Using cudaMemcpy() to copy data from host to OptiX buffer object

Hi,
I found a weird behavior regarding CUDA OptiX interop.
I got a device pointer from rtBufferGetDevicePointer() then tried to use cudaMemcpy() to copy data from host to OptiX buffer, but the buffer doesn’t seem to be updated. The code is like this:

optix::Buffer buf;
float data[numElements]; // set up somewhere
float *d_ptr;
float *h_ptr;
rtBufferGetDevicePointer( buf->get(), 0, &d_ptr);
cudaMemcpy( d_ptr, data, sizeof(float)*numElements, cudaMemcpyHostToDevice);
h_ptr = (float *)buf->map();  // not the same as data

Is it legit to do such kind of operation?
What kind of CUDA buffer OptiX utilizes?
Is constantly updating buffer through buffer mapping efficient?

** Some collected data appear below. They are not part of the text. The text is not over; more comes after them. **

PR #2517, opened 2017-02-20
Fix: Use class keyword instead of string literals

localheinz:
This PR

* [x] makes use of the `class` keyword instead of referencing class names via string literals


sebastianbergmann:
Merged manually, thanks.

localheinz:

OptiX doesn’t know that the data on the device is dirty, so it isn’t going to copy the data back to the host until you either tell OptiX that you dirtied the buffer (see rtBufferMarkDirty) or perhaps after a launch.

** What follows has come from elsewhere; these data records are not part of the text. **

PR #2509, opened 2017-02-20
Enhancement: Use colors for output

localheinz:
This PR

* [x] uses colors for output

💁‍♂️ Because everyone loves colors, don't they?

PR #2518, opened 2017-02-20
Fix: Adjust phpunit.xsd to allow specifying max columns

localheinz:
This PR

* [x] adjusts `phpunit.xsd` to allow specifying `max` columns

Somewhat related to #2509.

💁‍♂️ Not sure, do you like all the columns, or do you just prefer 80? Otherwise we could adjust `phpunit.xml` as well, hehe!


sebastianbergmann:
Merged manually, thanks.

localheinz:

PR #2522, opened 2017-02-20
Fix: Return early

localheinz:
This PR

* [x] removes useless `else` and `elseif` statements where we could `return` or `throw` early instead (or already are)


localheinz:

Thank you for for response.

I found out that I need to create OptiX buffer as RT_BUFFER_INPUT_OUTPUT to make cudaMemcpy() copy from host to device work. It was RT_BUFFER_INPUT. Don’t know if I misread the document, but doesn’t it read: “RT_BUFFER_INPUT - Only the host may write to the buffer. Data is transferred from host to device and device access is restricted to be read-only.”?

As for rtBufferMarkDirty(), I thought the term “dirty” is in sense of multi-GPU environment. When it’s marked dirty, it copy across devices. Does it also has effect on how host may get updated data from?

Finally, are following two statements equivalent?

memcpy( buf->map(), data, sizeof(float)*numElements);
buf->unmap();
rtBufferGetDevicePointer( buf->get(), 0, &d_ptr);
cudaMemcpy( d_ptr, data, sizeof(float)*numElements, cudaMemcpyHostToDevice);
buf->markDirty();  // if needed

Thank you!

Oh, yes, if you have input only buffers, the data from the device is never copied back to the host. You can map the host buffer, but you will only get what you put in it last.

Marking something dirty simply tells OptiX that you changed the data on the device outside of OptiX, and you are right that this has the most impact for multi-GPU setups where the buffer from one device needs to be copied to the other devices.

Your two code blocks are generally equivalent from the device’s point of view. Are you seeing behavior you weren’t expecting?